Saved data entries
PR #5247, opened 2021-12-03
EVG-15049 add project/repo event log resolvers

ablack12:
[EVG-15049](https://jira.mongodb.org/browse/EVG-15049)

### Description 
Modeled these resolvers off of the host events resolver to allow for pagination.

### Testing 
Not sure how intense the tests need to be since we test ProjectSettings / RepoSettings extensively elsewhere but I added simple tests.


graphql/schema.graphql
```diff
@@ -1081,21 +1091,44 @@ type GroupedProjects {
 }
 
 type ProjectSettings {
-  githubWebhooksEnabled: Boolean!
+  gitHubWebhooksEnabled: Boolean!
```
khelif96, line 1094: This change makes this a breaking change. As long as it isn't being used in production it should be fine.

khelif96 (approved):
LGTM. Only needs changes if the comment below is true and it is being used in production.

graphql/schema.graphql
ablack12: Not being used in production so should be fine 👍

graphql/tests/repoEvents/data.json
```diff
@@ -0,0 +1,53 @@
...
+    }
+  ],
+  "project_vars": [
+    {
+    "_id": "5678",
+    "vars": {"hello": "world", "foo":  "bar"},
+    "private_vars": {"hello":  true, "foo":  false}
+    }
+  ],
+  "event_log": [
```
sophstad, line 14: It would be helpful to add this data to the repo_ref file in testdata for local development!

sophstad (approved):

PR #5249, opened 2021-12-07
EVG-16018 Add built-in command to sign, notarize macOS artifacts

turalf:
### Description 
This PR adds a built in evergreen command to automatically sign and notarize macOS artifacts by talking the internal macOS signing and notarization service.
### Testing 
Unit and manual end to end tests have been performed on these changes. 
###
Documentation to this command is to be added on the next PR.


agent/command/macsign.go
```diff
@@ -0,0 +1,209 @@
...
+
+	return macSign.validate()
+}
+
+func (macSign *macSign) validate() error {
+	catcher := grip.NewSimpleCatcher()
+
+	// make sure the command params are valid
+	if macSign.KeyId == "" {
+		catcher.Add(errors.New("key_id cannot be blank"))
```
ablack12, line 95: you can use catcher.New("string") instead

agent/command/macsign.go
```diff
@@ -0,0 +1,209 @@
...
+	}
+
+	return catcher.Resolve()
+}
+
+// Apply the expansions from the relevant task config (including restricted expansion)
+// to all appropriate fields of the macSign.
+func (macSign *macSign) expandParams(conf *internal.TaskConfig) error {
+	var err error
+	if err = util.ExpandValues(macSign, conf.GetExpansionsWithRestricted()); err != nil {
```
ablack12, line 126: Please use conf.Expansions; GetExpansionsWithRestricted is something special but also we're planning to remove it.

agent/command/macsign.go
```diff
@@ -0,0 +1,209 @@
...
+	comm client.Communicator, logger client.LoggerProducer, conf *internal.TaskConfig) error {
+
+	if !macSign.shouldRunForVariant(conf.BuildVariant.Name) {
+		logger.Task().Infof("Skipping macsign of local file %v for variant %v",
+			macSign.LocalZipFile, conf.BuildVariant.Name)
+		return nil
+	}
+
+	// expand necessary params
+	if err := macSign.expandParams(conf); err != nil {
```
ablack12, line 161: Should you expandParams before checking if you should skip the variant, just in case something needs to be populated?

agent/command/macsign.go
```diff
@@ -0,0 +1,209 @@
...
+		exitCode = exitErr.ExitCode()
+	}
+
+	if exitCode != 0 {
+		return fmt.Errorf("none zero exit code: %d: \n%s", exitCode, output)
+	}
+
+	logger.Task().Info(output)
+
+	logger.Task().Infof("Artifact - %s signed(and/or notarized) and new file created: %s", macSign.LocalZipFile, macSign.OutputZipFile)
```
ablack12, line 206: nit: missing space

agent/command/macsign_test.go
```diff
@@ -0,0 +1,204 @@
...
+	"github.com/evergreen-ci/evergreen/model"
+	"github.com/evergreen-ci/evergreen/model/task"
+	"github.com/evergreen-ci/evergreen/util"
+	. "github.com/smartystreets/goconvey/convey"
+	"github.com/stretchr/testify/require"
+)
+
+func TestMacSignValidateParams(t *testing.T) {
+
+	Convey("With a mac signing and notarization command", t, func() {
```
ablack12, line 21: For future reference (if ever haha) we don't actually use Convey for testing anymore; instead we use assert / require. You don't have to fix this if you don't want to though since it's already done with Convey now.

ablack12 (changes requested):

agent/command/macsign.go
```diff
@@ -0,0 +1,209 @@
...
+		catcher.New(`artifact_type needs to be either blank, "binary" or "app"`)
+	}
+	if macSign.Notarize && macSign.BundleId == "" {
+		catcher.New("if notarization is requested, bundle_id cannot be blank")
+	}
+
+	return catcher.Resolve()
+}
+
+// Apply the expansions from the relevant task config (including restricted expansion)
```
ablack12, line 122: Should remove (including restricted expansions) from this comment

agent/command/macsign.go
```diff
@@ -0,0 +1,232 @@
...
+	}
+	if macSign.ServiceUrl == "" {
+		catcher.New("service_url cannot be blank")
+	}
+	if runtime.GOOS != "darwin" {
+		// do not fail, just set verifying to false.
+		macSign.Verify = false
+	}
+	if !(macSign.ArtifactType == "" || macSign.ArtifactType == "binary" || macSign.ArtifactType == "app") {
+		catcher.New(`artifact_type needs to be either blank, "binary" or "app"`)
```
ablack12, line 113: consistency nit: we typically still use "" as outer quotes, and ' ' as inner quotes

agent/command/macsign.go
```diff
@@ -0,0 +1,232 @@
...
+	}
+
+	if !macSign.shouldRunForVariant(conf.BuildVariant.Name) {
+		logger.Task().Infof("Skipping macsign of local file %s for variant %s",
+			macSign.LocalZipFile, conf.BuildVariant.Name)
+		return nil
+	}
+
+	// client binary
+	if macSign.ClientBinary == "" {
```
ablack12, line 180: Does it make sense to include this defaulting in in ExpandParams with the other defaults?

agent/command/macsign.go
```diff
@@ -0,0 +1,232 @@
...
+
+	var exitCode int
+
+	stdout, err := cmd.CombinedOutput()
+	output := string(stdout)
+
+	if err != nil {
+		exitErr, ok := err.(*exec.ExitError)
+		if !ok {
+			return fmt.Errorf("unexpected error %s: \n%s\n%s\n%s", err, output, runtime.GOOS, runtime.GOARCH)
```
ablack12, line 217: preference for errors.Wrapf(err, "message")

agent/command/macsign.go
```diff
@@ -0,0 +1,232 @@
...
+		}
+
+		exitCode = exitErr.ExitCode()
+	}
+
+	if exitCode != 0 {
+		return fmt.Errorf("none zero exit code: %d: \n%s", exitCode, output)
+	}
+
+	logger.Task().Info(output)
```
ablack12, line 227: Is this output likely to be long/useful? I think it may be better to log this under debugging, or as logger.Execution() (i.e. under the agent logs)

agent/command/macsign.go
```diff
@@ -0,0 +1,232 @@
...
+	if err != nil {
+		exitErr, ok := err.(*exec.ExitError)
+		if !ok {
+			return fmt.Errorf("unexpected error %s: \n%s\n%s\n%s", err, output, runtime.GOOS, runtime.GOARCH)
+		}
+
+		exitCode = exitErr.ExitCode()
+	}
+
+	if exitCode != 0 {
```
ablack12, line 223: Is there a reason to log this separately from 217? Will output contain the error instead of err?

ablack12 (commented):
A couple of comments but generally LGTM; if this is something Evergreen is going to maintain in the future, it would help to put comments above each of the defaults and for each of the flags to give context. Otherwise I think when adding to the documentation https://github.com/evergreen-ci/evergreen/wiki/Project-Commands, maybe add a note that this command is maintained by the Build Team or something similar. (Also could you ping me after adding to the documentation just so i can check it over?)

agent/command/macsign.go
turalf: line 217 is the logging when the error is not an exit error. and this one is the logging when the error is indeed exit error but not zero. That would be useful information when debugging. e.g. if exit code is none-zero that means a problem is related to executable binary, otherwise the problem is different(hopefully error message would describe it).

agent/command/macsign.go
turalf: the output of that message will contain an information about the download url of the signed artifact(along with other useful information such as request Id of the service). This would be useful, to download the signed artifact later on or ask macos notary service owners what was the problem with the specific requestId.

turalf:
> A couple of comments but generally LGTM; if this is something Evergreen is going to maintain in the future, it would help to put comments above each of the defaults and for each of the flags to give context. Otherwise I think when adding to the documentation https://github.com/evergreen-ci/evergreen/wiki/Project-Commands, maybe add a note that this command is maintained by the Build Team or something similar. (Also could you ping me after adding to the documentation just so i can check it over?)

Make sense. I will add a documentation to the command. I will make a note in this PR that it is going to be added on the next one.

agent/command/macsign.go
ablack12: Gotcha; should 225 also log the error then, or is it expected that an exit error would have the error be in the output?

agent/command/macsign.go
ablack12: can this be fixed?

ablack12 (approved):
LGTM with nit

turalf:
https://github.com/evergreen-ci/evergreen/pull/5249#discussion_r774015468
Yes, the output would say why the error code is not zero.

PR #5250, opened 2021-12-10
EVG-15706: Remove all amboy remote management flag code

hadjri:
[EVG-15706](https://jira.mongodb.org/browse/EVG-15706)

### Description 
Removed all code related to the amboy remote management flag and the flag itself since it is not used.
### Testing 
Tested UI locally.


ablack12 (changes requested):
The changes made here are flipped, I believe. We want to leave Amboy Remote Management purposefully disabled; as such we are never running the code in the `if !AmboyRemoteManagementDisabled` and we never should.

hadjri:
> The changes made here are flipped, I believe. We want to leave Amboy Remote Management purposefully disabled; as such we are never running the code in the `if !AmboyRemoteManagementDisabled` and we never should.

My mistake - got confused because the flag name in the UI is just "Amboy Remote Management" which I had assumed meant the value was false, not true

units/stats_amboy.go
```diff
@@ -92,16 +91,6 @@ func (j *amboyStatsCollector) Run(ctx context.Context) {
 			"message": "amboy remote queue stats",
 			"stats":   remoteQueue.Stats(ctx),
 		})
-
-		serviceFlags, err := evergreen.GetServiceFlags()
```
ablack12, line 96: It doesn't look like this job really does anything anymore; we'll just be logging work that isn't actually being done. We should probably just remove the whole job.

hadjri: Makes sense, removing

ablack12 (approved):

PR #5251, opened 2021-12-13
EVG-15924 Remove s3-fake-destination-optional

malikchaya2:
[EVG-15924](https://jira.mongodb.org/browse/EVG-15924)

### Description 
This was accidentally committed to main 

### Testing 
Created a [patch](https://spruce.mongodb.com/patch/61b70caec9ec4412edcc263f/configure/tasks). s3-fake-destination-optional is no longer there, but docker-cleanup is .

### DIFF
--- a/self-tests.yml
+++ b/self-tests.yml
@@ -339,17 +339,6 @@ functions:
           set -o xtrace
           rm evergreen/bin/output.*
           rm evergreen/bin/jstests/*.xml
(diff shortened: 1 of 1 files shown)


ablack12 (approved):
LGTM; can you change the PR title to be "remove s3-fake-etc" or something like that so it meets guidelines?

ACTIVITY: Lines holding the word "leave" are the answer; copy every one from the records above.

RESPONSE BOX:
The changes made here are flipped, I believe. We want to leave Amboy Remote Management purposefully disabled; as such we are never running the code in the `if !AmboyRemoteManagementDisabled` and we never should.
> The changes made here are flipped, I believe. We want to leave Amboy Remote Management purposefully disabled; as such we are never running the code in the `if !AmboyRemoteManagementDisabled` and we never should.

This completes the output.